Section 230 of America’s Communications Decency Act, from the 1990s, is under a new threat.
That section is controversial because, while it protects tech companies that are “platforms” from being liable from what others post, it has been stretched in recent years so that those companies now claim immunity even though they essential act as publishers and control what appears.
In recent weeks, the companies even have been shown to be working directly with Washington, and following its instructions on what to censor, essentially becoming an extension of the government.
Now the issue of that immunity has been opened up wide, with a decision by the 2nd U.S. Circuit Court of Appeals to throw out a panel decision upholding a lower court decision that affirmed those protections.
It came in a case by Church United and Pastor Jim Domen. They sued Vimeo, a video platform, in January 2019 after the company censored content by terminating the church’s account.
The video platform unleashed charges that Church United was violating its terms of service by featuring “five videos of men and women who left the LGBT lifestyle to pursue their Christian faith,” according to a legal team representing the plaintiffs.
Robert Tyler, of Advocates for Faith and Freedom, explained, “This ruling places Section 230 immunity in the crosshairs of judicial review. We suspect that the en banc court recognizes that Big Tech is not exempt from state and federal civil rights laws. Section 230 was not intended to give Big Tech the right to exclude persons from their platform just because the customer is black, Muslim, white, Christian, homosexual or formerly homosexual. That is plain invidious discrimination.”
In the case, Vimeo claims its terms of service ban content promoting sexual orientation change therapy, which would be a discrimination based on a viewpoint.
Domen said, “I never thought I’d see the day that it would be legal in America to discriminate against my faith and the fact that I was previously engaged in the gay lifestyle. As a pastor and former homosexual, I’m encouraged by the rehearing of our sexual orientation and religious discrimination lawsuit.”
The order from the full court didn’t explain, other that to convene an en banc panel of judges to reconsider what a three-judge panel said earlier.
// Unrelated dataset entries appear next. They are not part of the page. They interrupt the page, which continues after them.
PR #1036, opened 2026-07-25
Core: cut redundant per-node and per-glyph work, and put glyph caches in one pool

kane50613:
## Why

Work on the glyph path was being redone or mis-budgeted in four places. Every node deep-cloned its parent's `ComputedStyle` so a loop over `@property` rules could mutate it, though most stylesheets declare no such rule. Underlined text rasterized each outline twice, once for the paint and once uncached for skip-ink bounds. Text stroke and faux-bold never touched the cache at all, so CJK bold — synthesis triggers at weight 600 and up — re-rasterized a stroke per glyph per render. And the glyph budget was split exactly in half between resolved outlines and rasterized masks, a ratio the content sets rather than the code: a 24px CJK outline is ~3.4 KB against a 576-byte mask, so the resolved half thrashes at ~1200 glyphs while the mask half never fills, and a 96px heading inverts it.

## What

The style helper returns a `Cow` and borrows when no `@property` rule exists. Skip-ink, stroke and faux-bold all go through the mask cache, keyed on the stroke as well as the outline. The two glyph caches become one pool under one budget, keyed by `(u64, kind)` so neither stage loses key bits, and cached resolved glyphs are handed out as `Arc` so a hit stops copying outline commands. `Placement` moves to `takumi_core::geometry` and replaces `ResolvedGlyphPlacement`.

Five goldens move: stroked masks now land on the same quarter-pixel grid the fill already used, which shifts antialiasing by a fraction of a pixel and, along the way, stops the stroke drifting from the fill it outlines. The renders are visually identical — I compared them. Everything else is byte-identical.

## Summary by CodeRabbit

* **Performance**
  * Improved text/glyph rendering speed using a process-wide cache for resolved glyph outlines and rasterized glyph masks.
  * Reduced copying by sharing resolved glyph data and using reference-counted glyphs across layout and raster pipelines.
* **Reliability**
  * Prevented cache collisions between outline and mask entries and ensured concurrent misses coalesce to a single in-flight result.
  * Failed glyph resolutions no longer pollute the cache; stroked/faux-bold mask rendering stays aligned to fill antialiasing.
* **Documentation**
  * Updated glyph-cache notes/version bump guidance and documented the new pixel-space `Placement` API.


kane50613:
@coderabbitai review

kane50613:
Both looked at, one fixed.

The packed key was a real defect: `key << 1 | kind` drops bit 63, so keys 0 and `1 << 63` aliased within the same kind. The cache is keyed by `(u64, GlyphKind)` now, so both stages keep all 64 bits and the two can never collide. `the_whole_key_is_kept` covers exactly that pair.

`ENTRY_OVERHEAD` on resolved entries is skipped: `ResolvedGlyph::estimated_bytes` already adds its own 64 in every arm, so adding it again at the cache would double-count. Masks add it there because `Vec::capacity` carries none.

PR #507, opened 2025-06-05
small bug in HM

marjanfamili:
- Just fixes a small bug, we pass pred, and var to implausibility calculation 

- and moved the check to see if the new samples are plausible or not to the main run 

- and added a few if condition to deal with when no nroy samples are found. 

- also removed instruction from dashboard as it was taking up space and eventually it is going to get merged with MCMC dashboard and only have one calibration dashboard anyway

### DIFF
--- a/autoemulate/history_matching.py
+++ b/autoemulate/history_matching.py
@@ -169,23 +169,13 @@ class HistoryMatching:
 
         # Need to handle discontinuous NROY spaces
         # i.e., region within min/max bounds is RO
-        valid_samples = np.empty((0, nroy_samples.shape[1]))
-        while len(valid_samples) < n_samples:
-            # Generate candidates
-            candidate_samples = np.random.uniform(
-                min_bounds, max_bounds, size=(n_samples, nroy_samples.shape[1])
-            )
 
-            # Filter valid samples based on implausibility and concatenate
-            implausibility = self.calculate_implausibility(candidate_samples)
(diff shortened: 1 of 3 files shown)


radka-j (commented):
Thanks for finding the bug and fixing it!!  🚀

I really like the idea that we only check implausability on the NROY samples if we have an emulator as otherwise it's too expensive. 

I have one question. In the case that we filter the `candidate_samples` for implausability, we can end up with `candidate_samples.shape[0] <= n_samples`. Should we ensure that `candidate_samples` always has `n_samples` rows as in the original implementation or do we think this is OK?

marjanfamili:
> Thanks for finding the bug and fixing it!!  🚀
> 
> I really like the idea that we only check implausability on the NROY samples if we have an emulator as otherwise it's too expensive.
> 
> I have one question. In the case that we filter the `candidate_samples` for implausability, we can end up with `candidate_samples.shape[0] <= n_samples`. Should we ensure that `candidate_samples` always has `n_samples` rows as in the original implementation or do we think this is OK?

I thinks safe to leave this for now, if we faced any issues we can add this in. I had preservations when adding this, I dont know if it is essential that we force the same number of samples in every wave , or let it naturally sample as many, potentially less in a narrower domain.

radka-j (approved):
Good point about allowing fewer samples if the domain narrows rather than forcing many expensive simulations in that narrow range just because.

PR #511, opened 2025-06-06
adding a forward pass of the simulator for parameters at mid range ob…

marjanfamili:
added a forward pass of the simulator for the parameter mid range to set the observations for further calibration


radka-j:
My only comment is that it would be good to make it clear in the notebook that we are calibrating against simulated "observations" just as a proof of concept/for demo purposes rather than as something to do in practice.

PR #512, opened 2025-06-06
Handle random_seed setting at higher level in package

### LINKED ISSUE #465: Refactor: set random seeds

edwardchalstrey1:
Should close #465 

The idea with these changes is that we should have a robust way to enforce determinism in AutoEmulate in both:
- Models we implement
- Models that are just wrappers

### Changes

- The `set_random_seed` function is part of it's own class, which is currently called `RandomMixin` but we could refactor this to just be a utils function that isn't part of a class
- Made `random_seed` a parameter of the `AutoEmulate` class. By default, this is not set, but it can be set to ensure determinism in non-deterministic models.
- This `random_seed` param gets passed on to the `cross_validate` function ensuring that when it's set, the `set_random_seed` function is called right before setting each model.
- Since our LGBM and Random Forest models also rely on passing the `random_seed` into the wrapped model, the `cross_validate` function also does this whenever a model has a `random_seed` argument
- To test this works as expected, see the update to `TestPyTorchBackend`
- Also updated the tests for each of the models we have:
    - GP & SVM: Test that setting random seed has no effect, as expected
    - CNP: *Ignore since we are deprecating*
    - RF: Test that setting random seed has the intended effect
    - LGBM: I tried to do the same as RF, but couldn't coax it into making different predictions, even with different hyperparameters

### Reviewers

Take a look at all the above changes and comment


tests/experimental/test_experimental_gaussian_process_exact.py
```diff
@@ -75,29 +75,36 @@ def test_device(sample_data_y2d, new_data_y2d, device):
...
+    model3.fit(x, y)
+    pred3 = model3.predict(x2)
+
     assert isinstance(pred1, DistributionLike)
     assert isinstance(pred2, DistributionLike)
+    assert isinstance(pred3, DistributionLike)
     assert torch.allclose(pred1.mean, pred2.mean)
     assert torch.allclose(pred1.variance, pred2.variance)
+
+    # TODO: These should be different, but do we care that they aren't?
```
sgreenbury, line 109: It might be the case that:
- we expect these to be close for different fits of the GP (perhaps it would be worth also testing the hyperparameters of the fitted model for similarity?)
- the fitting is not stochastic for this model (and others in this PR too) and has no dependence on seed
 
I think it might be worth documenting for each model in the init docstring the expected effect of providing a random seed.

autoemulate/experimental/data/utils.py
```diff
@@ -190,6 +192,28 @@ def _denormalize(
         return (x * x_std) + x_mean
 
 
+class RandomMixin:
+    """Mixin class for ensuring reproducibility in AutoEmulate models."""
+
+    def set_random_seed(self, seed: int = 42, deterministic: bool = True):
```
sgreenbury, line 198: Perhaps it makes sense for this to remain a `@staticmethod` since `self` is not referred to in the method?

tests/experimental/test_experimental_base.py
```diff
@@ -17,10 +18,8 @@ class DummyModel(PyTorchBackend):
         A dummy implementation of PyTorchBackend for testing purposes.
         """
 
-        def __init__(self, x=None, y=None, random_seed=None, **kwargs):
+        def __init__(self, x=None, y=None, **kwargs):
             super().__init__()
-            if random_seed is not None:
-                self.set_random_seed(random_seed)
             _, _ = x, y  # unused variables
             self.linear = nn.Linear(1, 1)
```
sgreenbury, line 24: Perhaps it would be worth retaining this for subclass API so that there remains an option (though not the default) to set the random seed as part of the init?

autoemulate/experimental/compare.py
```diff
@@ -21,7 +21,9 @@ def __init__(
         y: InputLike,
         models: list[type[Emulator]] | None = None,
         device: DeviceLike | None = None,
+        random_seed: int | None = None,
     ):
+        self.random_seed = random_seed
```
sgreenbury, line 26: I think we might need to set the random seed within this init since there is a random_split call on L42?

autoemulate/experimental/compare.py
```diff
@@ -84,7 +86,11 @@ def compare(
             best_score_idx = scores.index(max(scores))
             best_model_config = configs[best_score_idx]
             cv_results = cross_validate(
-                cv(), self.train_val.dataset, model_cls, **best_model_config
+                cv=cv(),
+                dataset=self.train_val.dataset,
+                model=model_cls,
+                random_seed=self.random_seed,
```
sgreenbury, line 92: I'm wondering if the random seed is set in the `AutoEmulate `__init__()` (https://github.com/alan-turing-institute/autoemulate/pull/512#discussion_r2164555547) it can instead be passed here as `None`? Or perhaps it could be passed as a separate variable (e.g. `cv_seed`)?

edwardchalstrey1: Not sure exactly what you mean here? If we passed it to the default CV model which is KFold that expects random_state so we could do:
`cv=cv(random_state=self.random_seed)`

sgreenbury: So yeah to add to this, I'm wondering if we should  distinguish between:
1. setting a random seed at the top-level `AutoEmulate` (in the init)
2. setting the random seed at the cross-validation level within the loop over models
for the `AutoEmulate` class?

I think for the compare loop it might make sense as default to set once and then pass `None` (or a variable like `cv_seed: int | None = None`) to the cross-validate call. This should be deterministic still at the `AutoEmulate` level providing all inner loops are deterministic.

But an option to make this not `None` and be able to set seed for the cross-validate call might be useful too (e.g. to fix model seed at this point and/or the cv splits too as you mention too in case it is useful to control the randomness at that level).

tests/experimental/test_experimental_base.py
edwardchalstrey1: Did you mean for all Emulators or a particular subclass? The line you've commented here is in the dummy implementation of PyTorchBackend

sgreenbury: I think it makes sense to be part of a subclass specific model API (but with default typically `seed = None`) since not all models have any randomness (the dummy impl is the only example at the moment but more to be added soon and this would be an example impl) - what do you think?

edwardchalstrey1: Yeah I'm with you, have updated that, so for the models we have:
- LGBM and RF have the random_seed arg, but is passed into underlying model so this line isn't needed
- This dummy example (and future implemented models) we have this in the model init:
    ```
        if random_seed is not None:
                set_random_seed(random_seed)
    ```
- Other models do not have random_seed arg

autoemulate/experimental/compare.py
edwardchalstrey1: Not sure I understand the reason for this? At the moment the only reason to set the random seed in the AutoEmulate init is for the specific purpose of passing it through to our cross_validate function in model_selection such that we call `set_random_seed(seed=random_seed)` right before fitting the model (and also pass the arg directly to RF/LGBM)

edwardchalstrey1:
Note: we don't need to set seed before each model fit in the compare loop

sgreenbury (approved):
This looks great, thanks @edwardchalstrey1!

Issue #492, opened 2025-05-29
Simulator code contribution tutorial


edwardchalstrey1:
After v1.0 release and #469 complete, we should add a tutorial that explains to an AutoEmulate user how to set up a Simulator, similar to the `NaghaviSimulator` set up by @marjanfamili 

The tutorial may need to explain to a user how to:
- Create the class for the simulator
- Contribute install instructions
- Add a test for their simulator

EdwinB12:
@edwardchalstrey1 - Do you think we could do this with the Naghavi Simulator? 

I ask, because at the moment, Naghavi Simulator is in the codebase as an implemented Simulator. However, that means to test it, we need to depend on `    from ModularCirc.Models.NaghaviModel import NaghaviModel, NaghaviModelParameters`. I don't specific simulators should be a dependency for autoemulate.

edwardchalstrey1:
> [@edwardchalstrey1](https://github.com/edwardchalstrey1) - Do you think we could do this with the Naghavi Simulator?
> 
> I ask, because at the moment, Naghavi Simulator is in the codebase as an implemented Simulator. However, that means to test it, we need to depend on ` from ModularCirc.Models.NaghaviModel import NaghaviModel, NaghaviModelParameters`. I don't specific simulators should be a dependency for autoemulate.

@EdwinB12 Interesting point, do you think that Naghavi Simulator and all further simulators should be set up as external repos following a template? This might look similar to what we did on the [scivision project](https://scivision.readthedocs.io/en/latest/model_repository_template.html), but called something like "Integrate your simulator in the AutoEmulate active learning pipeline..." or something catchier

EdwinB12:
Intruiging. A possibly good thing to do in the long term. I think in the short term, we can simply build it in the notebook.

EdwinB12:
Yup, I'm going to do it in #485 but I'll make an issue.

PR #520, opened 2025-06-11
Update Simulator base class

### LINKED ISSUE #414: Refactor: combine simulator implementations
Currently there are two base class implementations for a simulator that had different purposes (active learning and application to cardiac modelling).

As part of the refactor, we should aim to harmonise the two implementations and ensure a subsequent refactored base class:
- has all required functionality for current applications
- has any envisaged required implementations for future applications

radka-j:
Closes #414

## Overview
This PR:
- primarily just moves new base Simulator from #485 with associated tests and updates to learners
- removes the `output_variables` argument as input to `Simulator` as it was specific to the `NaghaviSimulator` implementation rather than a generic simulator argument
- updates ActiveLearning notebook to use this Simulator
- adds a Projectile and Epidemic simulators

I left updates to `NaghaviSimulator `to be tackled as a separate PR (see discussion in #492). 

## Questions
- When creating this PR I run into an issue when the `sample_inputs` method started retuning tensors of float64 whereas everywhere else in the code base the tensors are float32 (this is the torch default). I have no idea why this happened and it made me think we might want to enforce consistency of types across the codebase. This could be us picking a type to stick to or enforcing a type based on inputs. Should we open an issue for that?


tests/experimental/test_experimental_base_simulator.py
```diff
@@ -0,0 +1,198 @@
...
+    # Should raise TypeError when trying to instantiate abstract base class
+    with pytest.raises(TypeError):
+        Simulator(params, outputs)  # type: ignore[abstract]
+
+
+def test_handle_simulation_failure():
+    """Test handling of simulation failures in forward_batch"""
+
+    # This test demonstrates that the current implementation doesn't properly handle
+    # None returns (which would be a good enhancement)
```
sgreenbury, line 168: Looking at this I was unsure where the `None` handling is demonstrated / tested in this test?

radka-j: It's more there as a reminder (not a test) that at the moment we don't handle the simulator failing. The NaghaviSimulator currently returns None but in this set up we don't allow for that. It's something to be addressed as part of #438

tests/experimental/test_experimental_base_simulator.py
```diff
@@ -0,0 +1,198 @@
...
+    class ThresholdSimulator(MockSimulator):
+        def _forward(self, x: TensorLike) -> TensorLike:
+            # Only process inputs where the first value is > 0.5
+            if x[0, 0] > 0.5:
+                return super()._forward(x)
+            # For other cases, let's return a tensor of zeros instead of None
+            # since the type system doesn't allow None returns
+            return torch.zeros((x.shape[0], len(self._output_names)))
```
sgreenbury, line 176: Perhaps we can add:
```suggestion
            # For other cases, let's return a tensor of zeros instead of None
            # since the type system doesn't allow None returns
            # TODO (#438): update to handle failed simulations
            return torch.zeros((x.shape[0], len(self._output_names)))
```

autoemulate/experimental/simulations/base.py
sgreenbury, line 1: I think the new cell outputs might need to be included here given the current way the docs are published without rerunning with jupyterbook

sgreenbury (approved):
I think this looks really great, thanks @radka-j @EdwinB12! I left a couple of small comments in the code but otherwise think this looks good to merge.

docs/tutorials/04_active_learning.ipynb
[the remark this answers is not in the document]
radka-j: I removed them because when I run the notebook and committed the output I got a git error complaining about the commit size.

PR #539, opened 2025-06-17
Refactor sensitivity analysis

### LINKED ISSUE #468: Refactor: sensitivity analysis
Functionality currently supported in main but not in experimental.

radka-j:
Closes #468 

In current AE version, sensitivity analysis is added as an additional method to the AutoEmulate object. Here I make it a separate object that the user can use independently.

### DIFF
--- a/autoemulate/experimental/sensitivity_analysis.py
+++ b/autoemulate/experimental/sensitivity_analysis.py
@@ -56,7 +56,6 @@ class SensitivityAnalysis(ConversionMixin):
         if problem is not None:
             problem = self._check_problem(problem)
         elif x is not None:
-            self.x, _ = self._convert_to_numpy(x)
             problem = self._generate_problem(x)
         else:
             msg = "Either problem or x must be provided."


autoemulate/experimental/sensitivity_analysis.py
```diff
@@ -0,0 +1,264 @@
...
+from SALib.sample.morris import sample as morris_sample
+from SALib.sample.sobol import sample as sobol_sample
+
+from autoemulate.experimental.data.utils import ConversionMixin
+from autoemulate.experimental.emulators.base import Emulator
+from autoemulate.experimental.types import DistributionLike, NumpyLike, TensorLike
+
+# NOTE: we still use these functions from main
+# should we just move them to experimental as well?
+from autoemulate.sensitivity_analysis import (
```
sgreenbury, line 15: This is a good point as I don't think we have strategy yet for combining experimental and current un-refactored code - perhaps we should have an issue for it and approach this as a last step before 1.0 importing where we can for now?

radka-j: Yes having an issue for this would be useful.

autoemulate/experimental/sensitivity_analysis.py
```diff
@@ -0,0 +1,264 @@
...
+                Si = morris_analyze(self.problem, param_samples, y[:, i])
+            results[name] = Si  # type: ignore PGH003
+
+        if method == "sobol":
+            return _sobol_results_to_df(results)
+        if method == "morris":
+            return _morris_results_to_df(results, self.problem)
+
+        # this should never happen, just keeping type checker happy
+        return None
```
sgreenbury, line 222: I think given the check on L200 we might be able to refactor this to (and remove the `None` from the return type):
```suggestion
        return _morris_results_to_df(results, self.problem)
```

autoemulate/experimental/sensitivity_analysis.py
```diff
@@ -0,0 +1,264 @@
...
+            raise ValueError(msg)
+
+        return output_names
+
+    def run(
+        self,
+        method: str = "sobol",
+        N: int = 1024,
+        conf_level: float = 0.95,
+    ) -> pd.DataFrame | None:
```
sgreenbury, line 169: Related to https://github.com/alan-turing-institute/autoemulate/pull/539/files#r2154672187
```suggestion
    ) -> pd.DataFrame:
```

autoemulate/experimental/sensitivity_analysis.py
radka-j: See #544

sgreenbury (approved):
Looks great, thanks @radka-j!

PR #561, opened 2025-06-23
Add more emulator subclasses

### LINKED ISSUE #542: Add EmulatorWithUncertainty subclass
from @sgreenbury in #504 
> subclass of Emulator (e.g. EmulatorWithUncertainty) that always predicts with DistributionLike (not just OutputLike) as the return type from predict and then we could update the type of the emulator here (and elsewhere) to be that subclass. We might also consider a subclass that predicts with GaussianLike too.

sgreenbury:
Closes #542.

This PR:
- Adds three new subclasses: `DeterministicEmulator`, `ProbabilisiticEmulator`, `GaussianEmulator`
- Updates current experimental emulators with new subclasses
- Does not affect any functionality since the subclasses currently defer predict calls to `super()`


edwardchalstrey1:
Might be worth drawing up an updated inheritance tree diagram for our Emulators, and also thinking about what level(s) we should be applying testing. I guess here you are doing the basic output type assertions in the classes themselves but would we want separate tests for each of these  - at the moment in `test_experimental_base.py` we just have `TestPyTorchBackend`

radka-j:
As suggested in #504, it would be great for the probabilistic emulators to have a method for returning mean and variance of a prediction as currently done in the `HistoryMatching.emulator_predict()` method. Once implemented, the HM method can be removed as well as removing passing an optional `Emulator` to the class at instantiation.

radka-j (approved):
This looks great!

radka-j:
Handling that in a separate PR sounds like a good way forward.

sgreenbury:
I've updated this now with:
- Revised the type hints where applicable given the change to `GaussianLike`
- Raised exceptions when instances are note `GaussianProcessLike` during transforms referring to #579
- Added initial implementations for the transforms to handle the new `GaussianLike` case though this code should be currently unreachable due to the errors being raised above

autoemulate/experimental/transforms/base.py
```diff
@@ -170,16 +195,138 @@ def _inverse_gaussian(self, y: GaussianLike) -> GaussianLike:
...
+        raise TypeError(msg)
+
+
+def _inverse_sample_gaussian_like(
+    c: Callable,
+    y: DistributionLike,
+    n_samples: int = 1000,
+    full_covariance: bool = True,
+) -> GaussianLike:
+    """Transforms a `DistributionLike`to a `GaussianLike` through sampling from `y`.
```
radka-j, line 238:
```suggestion
    """Transforms a `DistributionLike` to a `GaussianLike` through sampling from `y`.
```

autoemulate/experimental/transforms/base.py
```diff
@@ -170,16 +195,138 @@ def _inverse_gaussian(self, y: GaussianLike) -> GaussianLike:
...
+
+    Parameters
+    ----------
+    c : Callable
+        A callable that applies a transformation to generated the samples.
```
radka-j, line 243:
```suggestion
        A callable that applies a transformation to the generated samples.
```

autoemulate/experimental/transforms/base.py
```diff
@@ -170,16 +195,138 @@ def _inverse_gaussian(self, y: GaussianLike) -> GaussianLike:
...
+    n_samples: int = 1000,
+    full_covariance: bool = True,
+) -> GaussianProcessLike:
+    """Transforms a `GaussianProcessLike` to another `GaussianProcessLike` through
+    sampling from `y`.
+
+    Parameters
+    ----------
+    c : Callable
+        A callable that applies a transformation to generated the samples.
```
radka-j, line 298:
```suggestion
        A callable that applies a transformation to the generated samples.
```

radka-j (approved):
LGTM (just minor docstring comments)

autoemulate/experimental/emulators/base.py
```diff
@@ -92,6 +100,75 @@ def __init__(lr, batch_size):
...
+    @abstractmethod
+    def _predict(self, x: TensorLike) -> GaussianLike: ...
+    def predict(self, x: TensorLike) -> GaussianLike:
+        pred = super().predict(x)
+        assert isinstance(pred, GaussianLike)
+        return pred
+
+
+class GaussianProcessEmulator(GaussianEmulator):
+    """An emulator subclass that predicts with Gaussian outputs returning a
```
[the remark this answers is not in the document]
sgreenbury: Updated in e14f135b005f94e4fbfcaafaf68cec91731a09fa

PR #568, opened 2025-06-25
Add Polynomials to experimental

### LINKED ISSUE #547: Refactor: port second order polynomials

edwardchalstrey1:
Closes #547


radka-j:
I think for this one we should investigate what an implementation in PyTorch would look like and whether there is a performance loss to reimplementing it that way. I think it should be straightforward to do and I imagine that even doing SGD instead of an analytical solution (I think that's what sklearn does) shouldn't be too slow in this case given it's a simple regression model.

edwardchalstrey1:
> I think for this one we should investigate what an implementation in PyTorch would look like and whether there is a performance loss to reimplementing it that way. I think it should be straightforward to do and I imagine that even doing SGD instead of an analytical solution shouldn't be too slow given it's a simple regression model.

@radka-j I have refactored to be based on `PyTorchBackend` what do you think of this implementation? Still uses `from sklearn.preprocessing import PolynomialFeatures` but the model is now `nn.linear` - does involve some conversions back and forth but I think that's ok? Also adds some tuning hyperparameters as this was blank before

autoemulate/experimental/emulators/polynomials.py
```diff
@@ -0,0 +1,67 @@
...
+        self.batch_size = batch_size
+
+        # Fit the polynomial feature transformer on the input data
+        self.poly = PolynomialFeatures(degree=self.degree)
+        x_np, _ = self._convert_to_numpy(x)
+        x_poly = self.poly.fit_transform(x_np)
+        x_poly_tensor = torch.tensor(x_poly, dtype=torch.float32, device=self.device)
+        self.n_features_in_ = x.shape[1]
+        self.n_outputs_ = y.shape[1] if y.ndim > 1 else 1
+        self.linear = nn.Linear(x_poly_tensor.shape[1], self.n_outputs_, bias=True).to(
```
radka-j, line 45:
```suggestion
        self.linear = nn.Linear(x_poly_tensor.shape[1], self.n_outputs_, bias=False).to(
```

autoemulate/experimental/emulators/polynomials.py
```diff
@@ -0,0 +1,67 @@
...
+        self.lr = lr
+        self.epochs = epochs
+        self.batch_size = batch_size
+
+        # Fit the polynomial feature transformer on the input data
+        self.poly = PolynomialFeatures(degree=self.degree)
+        x_np, _ = self._convert_to_numpy(x)
+        x_poly = self.poly.fit_transform(x_np)
+        x_poly_tensor = torch.tensor(x_poly, dtype=torch.float32, device=self.device)
+        self.n_features_in_ = x.shape[1]
```
radka-j, line 43: do we need this?
```suggestion
```

autoemulate/experimental/emulators/polynomials.py
```diff
@@ -0,0 +1,67 @@
...
+        self.degree = degree
+        self.lr = lr
+        self.epochs = epochs
+        self.batch_size = batch_size
+
+        # Fit the polynomial feature transformer on the input data
+        self.poly = PolynomialFeatures(degree=self.degree)
+        x_np, _ = self._convert_to_numpy(x)
+        x_poly = self.poly.fit_transform(x_np)
+        x_poly_tensor = torch.tensor(x_poly, dtype=torch.float32, device=self.device)
```
radka-j, line 42:
```suggestion

```

autoemulate/experimental/emulators/polynomials.py
```diff
@@ -0,0 +1,67 @@
...
+        self.n_features_in_ = x.shape[1]
+        self.n_outputs_ = y.shape[1] if y.ndim > 1 else 1
+        self.linear = nn.Linear(x_poly_tensor.shape[1], self.n_outputs_, bias=False).to(
```
radka-j, line 44:
```suggestion
        self.linear = nn.Linear(x_poly.shape[1], self.n_outputs_, bias=False).to(
```

edwardchalstrey1:
- [ ] Test against the sklearn implementation

autoemulate/experimental/emulators/polynomials.py
```diff
@@ -0,0 +1,66 @@
...
+        return self.linear(x_poly_tensor)
+
+    @staticmethod
+    def is_multioutput() -> bool:
+        return True
+
+    @staticmethod
+    def get_tune_config():
+        return {
+            "lr": [1e-3, 1e-2, 1e-1],
```
sgreenbury, line 63:
```suggestion
            "lr": [1e-3, 1e-2, 1e-1, 2e-1],
```

PR #569, opened 2025-06-25
Execute nb when building docs except workflow example

### LINKED ISSUE #538: Revisit CI to generate notebook outputs for docs
Currently tutorials in docs display outputs directly. However, this results in large outputs being committed which will accumulate over time as identified in https://github.com/alan-turing-institute/autoemulate/pull/520#discussion_r2150538571.

This issue aims to re-enable the tutorials being built with jupyterbook in CI to publish gh-pages branch where there is just the latest docs as a single commit.

A PR might need to revisit https://github.com/alan-turing-institute/autoemulate/pull/446 where notebooks that take a long time to run caused an issue with building the docs.

radka-j:
Closes #538 

The reason we turned execution off was because the workflow example was getting interrupted. This should just skip the workflow execution but run everything else. It feels we should merge this before merging #554

### DIFF
--- a/docs/_config.yml
+++ b/docs/_config.yml
@@ -9,7 +9,9 @@ theme:
 # Force re-execution of notebooks on each build.
 # See https://jupyterbook.org/content/execute.html
 execute:
-  execute_notebooks: 'off'
+  execute_notebooks: 'force'
+  exclude_patterns:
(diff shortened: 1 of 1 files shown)


sgreenbury (approved):
LGTM!

PR #573, opened 2025-06-26
Docs restructure

### LINKED ISSUE #529: Restructure docs
It would be good to have a separate docs page for each of the downstream tasks:
- sensitivity analysis
- history matching
- calibration 

All should be within the same section in tutorials (e.g., `Downstream tasks`). Currently sensitivity analysis is within the "Deeper dive" notebook and the rest is within the "Workflow" notebook. They should use a projectile or epidemic as the simulation example.  This allows users to use each of those on their own rather than in an end to end way.

We should then have a separate notebook just for adding a simulator (#492) and then move the Naghavi workflow to a `case studies/` directory.

### LINKED ISSUE #572: Tutorials - keyboard interrupt issues
We re-enabled execution of notebooks when building documentation to avoid having to push large diffs to GitHub when we are required to run notebooks locally for the output to show.

Originally we disabled this because the workflow tutorial was taking too long and we encountered a `keyboardinterrupt` error in the outputs. We now skip this notebook but see this error in a number of notebooks
- scaling sensitivity
- active learning
- diffusion example

radka-j:
Closes #529
Closes #572

I increased the notebook execution time when building docs to make sure they all build but also chose to cache the results so that we don't have to re-execute everything each time as this would get very lengthy. This way the notebooks only get rerun when the code cells change. This won't catch if something breaks due to changes in the codebase.

The pages built fine when I run the build locally.


docs/experimental/index.md
```diff
@@ -0,0 +1,3 @@
+# Experimental
+
+This section documents use of experimental features that are under active development but not part of the main package yet.
```
edwardchalstrey1, line 3: Would it be better to just have the active learning and any other experimental notebooks in the same place but suppress publishing them to the site, or do we want people to read in-progress work online?

autoemulate/case_studies/blood_pressure/README.md
sgreenbury, line 1: I think the `case_studies/` path might be better up one directory level so that it is fully separate to the AE package?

“The petition for rehearing is granted,” the order read. “The panel hereby vacates its previous opinion. Accordingly, the decision of the district court remains in place until further notice from the panel.”
Legal experts said it is rare for this appeals court to grant a rehearing.
A new court date has yet to be announced but the en banc panel will re-examine whether Section 230 of the federal Communications Decency Act “immunizes Vimeo” as the district court ruled.
Tyler previously had explained, “This case is significant because this district court and a few other lower courts have interpreted the federal Communications Decency Act to give immunity to Big Tech whenever such a company commits unconscionable discrimination in their online filtering decisions against protected classes of individuals – for example, classifications based on race, religion, color creed or sexual orientation.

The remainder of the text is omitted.